Start of Block
PR #173, opened 2020-05-12
Clean Hanami application integration

timriley:
This PR implements the cleanest possible Hanami application integration for Hanami views.

Our first pass at having hanami views integrate with the application involved us having to ask users to inherit from Hanami::View in a slightly strange way:

```ruby
module Main
  class View < Hanami::View[:main] # <- this bit
  end
end
```

This worked well enough, but having to specify you want a view for the :main slice when you're already inside the Main slice's own namespace felt a little redundant.

Further, the extra functionality for these "application views" was inserted by the hanami gem itself, by monkey-patching the Hanami::View class, which didn't feel clean either.

This PR addresses both these issues, using the new Hanami application features available in https://github.com/hanami/hanami/pull/1052.

You can now define views with an Hanami app like this:

```ruby
module Main
  class View < Hanami::View # <- Look, no more boilerplate!
  end
end
```

So when you inherit directly `Hanami::View` now, we check to see:

- If an Hanami application exists
- And if the subclass (`Main::View` in this example) belongs to the application and/or one of its slices, then it dynamically includes an `ApplicationView` module build specifically for that application or slice. This module configures the view for the application.

To make this work cleanly, we move the standard view behaviour into a `StandaloneView` module, which means `ApplicationView` has the opportunity to introduce new/specialised behaviour, because it will be included earlier in the ancestors chain, so it can use `super` in the standard way and also not have to worry about having to clobber methods directly defined on `Hanami::View`.

The ancestors for an integrated view will now look like this, more or less:

`[Main::View, #<ApplicationView>, StandaloneView, ...`

This strategy has proven to work very nicely, and it's one I'll follow for the integration of Hanami actions into the full application (which requires more new behaviour to be added compared to what we do with views).


timriley:
Ready for review @jodosha! Ignore the red build flags, those seem to be for services that the previous hanami-view was configured to use, not the code we've imported from dry-view.

I'm also flagging @solnic and @flash-gordon here because I'd love to hear if you have any thoughts about the way I've structured the code here for having `Hanami::View` behave slightly differently depending on whether it is subclasses within an Hanami app (i.e. moving the existing logic to `StandaloneView`, then adding that `.inherited` hook and using the module builder pattern to bring in a specific `ApplicationView`).

.github/workflows/ci.yml
```diff
@@ -29,7 +29,6 @@ jobs:
           - "2.7"
           - "2.6"
           - "2.5"
-          - "2.4"
```
solnic, line 32: @timriley are we officially dropping support for 2.4? if yes, then it shouldn't be part of this PR

timriley: @solnic I had to do this because hanami-utils unstable branch would no longer install on Ruby 2.4, so that particular build would fail.

@jodosha — what's your perspective on how to sort this out? And what's our Ruby version support for these unstable/eventually-2.0 branches?

timriley: For those following this PR: we've sorted this out. Dropping 2.4 (at least) from unstable branches of gems.

PR #177, opened 2020-07-16
Create ApplicationContext and (initial) context helpers for use within full Hanami apps

timriley:
This PR adds the beginning of Seamless Application Integration™️ to `Hanami::View::Context`.

Like we already do for `Hanami::View` and `Hanami::Action`, now when you inherit from `Hanami::View::Context` from within an Hanami application module, you'll get extra application-specific behaviours provided automatically.

To start with, this is reader methods for the `#request`, `#session`, and `#flash` (which will work with the `request` and `response` objects already provided as part of the `#view_context_options` in `Hanami::Action`'s view rendering integration.

No fancy metaprogramming required for this one, just a standard module with some instance methods.

n.b. this is certainly _not_ the final endpoint of the application context behavior, but it's a helpful starting point and required for application authors to fully access the features provided via the action/view rendering integration.

Along with this, this PR also provides an experimental new `Hanami::View::ContextHelpers::ContentHelpers` module, which can be explicitly included into an application's context class to opt into some extra behavior on the application's view context. I imagine this pattern could be extended to provide an entire "standard library" of opt-in view context behavior. If this proves a useful approach, I'd imagine we could add some class-level niceties to make it easier to opt in without having to provide the fully qualified module names, but in the meantime, this is a simpler way to test the waters.

### DIFF
--- a/lib/hanami/view/application_context.rb
+++ b/lib/hanami/view/application_context.rb
@@ -3,8 +3,8 @@
 module Hanami
   class View
     module ApplicationContext
-      def initialize(**options)
-        @inflector = options.fetch(:inflector) { Hanami.application.inflector }
+      def initialize(inflector: Hanami.application.inflector, **options)
+        @inflector = inflector
         super
       end
 
--- a/lib/hanami/view/application_context.rb
+++ b/lib/hanami/view/application_context.rb
@@ -1,0 +1,35 @@
+# frozen_string_literal: true
+
+require_relative "context"
+
+module Hanami
+  module View
+    class ApplicationContext < Context
+      attr_reader :inflector
+
+      def initialize(**options)
+        @inflector = options.fetch(:inflector) { Hanami.application.inflector }
+        super(**options)
+      end
+
+      def request
+        _options.fetch(:request)
+      end
+
+      def session
+        request.session
+      end
+
+      def flash
+        response.flash
+      end
+
+      private
+
+      # TODO: put `flash` on Request and stop passing response to view context
+      def response
+        _options.fetch(:response)
+      end
+    end
+  end
+end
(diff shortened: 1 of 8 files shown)


lib/hanami/view/context_helpers/content_helpers.rb
```diff
@@ -0,0 +1,26 @@
+module Hanami
```
jodosha, line 1: @timriley This is fine to put as a proof of concept here, but we should consider to use `hanami-helpers` in the future. 🙂

lib/hanami/view/application_context.rb
```diff
@@ -0,0 +1,35 @@
+# frozen_string_literal: true
+
+module Hanami
+  class View
+    module ApplicationContext
+      def initialize(**options)
+        @inflector = options.fetch(:inflector) { Hanami.application.inflector }
```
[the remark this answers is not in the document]
timriley: @jodosha You're right, that approach wasn't necessary! I think I did it to be consistent with the params signature of the base `Context#initialize`:

```ruby
def initialize(render_env: nil, **options)
```

But this totally works and creates a more explicit signature:

```ruby
def initialize(inflector: Hanami.application.inflector, **options)
  @inflector = inflector
  super
end
```

I'm pushing that change up now.

BTW, we actually need to pass _all_ kwargs up to the base initializer so it can keep them all in `@_options` and restore them when we prepare the view context for a given render environment:

```
# From View::Context:

      # @api private
      def for_render_env(render_env)
        return self if render_env == _render_env

        self.class.new(**_options.merge(render_env: render_env))
      end
```

This is why we need to call `super` (which ensures the inflector is passed up) instead of `super(**options)` which will not pass the inflector.

lib/hanami/view/context_helpers/content_helpers.rb
timriley: @jodosha haha, I forgot about this package! Yep, I'd be happy to move this work into there when we get to the point of expanding this beyond a single-file experiment.

PR #178, opened 2020-09-26
Provide context object from template to layout

timriley:
This makes it possible for the layout to access any context state changed from within the template, which is necessary to enable `content_for`-style behaviour, or e.g. for context helpers that allow the templates to set a page title, which is then output from the layout.


timriley:
This is already taken care of by changes in the last couple years.

PR #179, opened 2020-09-26
Use effects to access the render env, as well as locals from context

timriley:
In this PR we're achieving two things using dry-effects (the first I did [way back in September 2020](https://timriley.info/writing/2020/10/06/open-source-status-update-september-2020/), and the second I'm adding just now):

## Access to the render env

This removes the cyclic dependency between a render environment and its context, part builder, and scope builder.

It also means we don’t need to create new copies of the context, part builder, and scope for each render environment we create (typically, there are 3 environments for a given rendering: a base environment, then a template- and layout-specific environment).

This is a particularly helpful in the case of the context object, because application authors may want to set state in the context object from within the template rendering, to make it available when the layout renders. This was not possible to do until now because both the template and layout renderings had different context objects.

## Access to locals from context

This is a significant change to the purpose and function of the context object - now you can access the _current_ locals via a `#locals` reader effect.

This should enable us to create more streamlined helper APIs that require implicit access to locals

## TODO

- [x] Add a test that relies upon an identical context object being used in both template and layout renderings
- [x] Remove `Context#_options` and `#with`
- [x] Work out whether we need Part#new anymore (I think no)
- [ ] We've disabled access to the context from within exposure blocks. Decide whether this is OK or needs to be reinstated somehow.
- [ ] Rescue from `Dry::Effects::Errors::MissingStateError` for our `render_env` and raise a more helpful error in its place
- [ ] (Later) Create some hanami-view-specific testing helpers so app authors don't need to include a dry effects handler directly in their tests


lib/hanami/view/context.rb
```diff
@@ -13,67 +14,12 @@ class View
...
-      #   my_context_with_request = my_context.with(request: request)
-      #
-      # @api public
-      def with(**new_options)
-        self.class.new(
-          render_env: _render_env,
-          **_options.merge(new_options)
-        )
+      def locals
+        scope._locals
```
End of Block
**The problem**
In the records above, find the line containing "lib/hanami/view/context.rb" and print it and every later line exactly, through the last one.

**Solved problem**
lib/hanami/view/context.rb
```diff
@@ -13,67 +14,12 @@ class View
...
-      #   my_context_with_request = my_context.with(request: request)
-      #
-      # @api public
-      def with(**new_options)
-        self.class.new(
-          render_env: _render_env,
-          **_options.merge(new_options)
-        )
+      def locals
+        scope._locals
```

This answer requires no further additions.